YOUR OBJECTIVE — When a line of the entries contains the word "oninput", report that line.

**** RECORDS TO PROCESS ****

PR #1733, opened 2016-03-08
Core: use `input` event with `keyup` as its fallback

### LINKED ISSUE #1715: onclick validation method not only for checkboxes and radio buttons ?
Issue with instant validation. 

When form field is active autosaved values are proposed (default for every form). If we choose autosaved value, by clicking on it, form field is not validated instantly, in other words error message is not removed despite value passes validation.

For example, we have a field "name" and rule of minimum 3 characters.
When we typed one character in the field, and switched to another field, field did not pass instant validation and error is populated. 

If we return to this field and type "Bob" error is removed instantly (seems like http://jqueryvalidation.org/validate#onkeyup method handles this).

But if we return to the field "name" and instead of typing erase everything and select "Bob" from proposed autosaved values, error is not removed, even if we switch to another form field (maybe http://jqueryvalidation.org/validate#onfocusout method should hadle this but it does not).    

This makes confusion in user experience, because user sees that validation is instant and errors are removed immediately after field passes validation. But in this case user selects correct value from autosaved items but error is not removed (field is not validated instantly).

There are workarounds, e.g. disable autosave for form or disable instant validation (set to false all methods except onsubmit). But how to resolve this with active instant validation?

Arkni:
Fixes #1715

### DIFF
--- a/src/core.js
+++ b/src/core.js
@@ -272,6 +272,16 @@ $.extend( $.validator, {
 				this.element( element );
 			}
 		},
+		oninput: function( element ) {
+			if ( element.name in this.submitted || element.name in this.invalid ) {
+				this.element( element );
+			} else {
+				return;
+			}
+		},
+
+		// DEPRECATED
+		// Please use `oninput` instead.
 		onkeyup: function( element, event ) {
 
 			// Avoid revalidate the field when pressing one of the following keys
@@ -366,6 +376,8 @@ $.extend( $.validator, {
 			this.reset();
 
 			var groups = ( this.groups = {} ),
+				inputSupported = "oninput" in document.createElement( "input" ),
+				inputOrKeyup = ( inputSupported ? "input" : "keyup" ) + ".validate",
 				rules;
 			$.each( this.settings.groups, function( key, value ) {
 				if ( typeof value === "string" ) {
@@ -390,7 +402,7 @@ $.extend( $.validator, {
 			}
 
 			$( this.currentForm )
-				.on( "focusin.validate focusout.validate keyup.validate",
+				.on( "focusin.validate focusout.validate " + inputOrKeyup,
 					":text, [type='password'], [type='file'], select, textarea, [type='number'], [type='search'], " +
 					"[type='tel'], [type='url'], [type='email'], [type='datetime'], [type='date'], [type='month'], " +
 					"[type='week'], [type='time'], [type='datetime-local'], [type='range'], [type='color'], " +
--- a/src/core.js
+++ b/src/core.js
@@ -390,6 +390,10 @@ $.extend( $.validator, {
 				rules[ key ] = $.validator.normalizeRule( value );
 			} );
 
+			// Delete `onkeyup` if `input` event is supported
+			// Otherwise, remove `oninput` handler
+			delete this.settings[ inputSupported ? "onkeyup" : "oninput" ];
+
 			function delegate( event ) {
 				var validator = $.data( this.form, "validator" ),
 					eventType = "on" + event.type.replace( /^validate/, "" ),
--- a/src/core.js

****

RESULT OF THE EXERCISE —
+		oninput: function( element ) {
+		// Please use `oninput` instead.
+				inputSupported = "oninput" in document.createElement( "input" ),
+			// Otherwise, remove `oninput` handler
+			delete this.settings[ inputSupported ? "onkeyup" : "oninput" ];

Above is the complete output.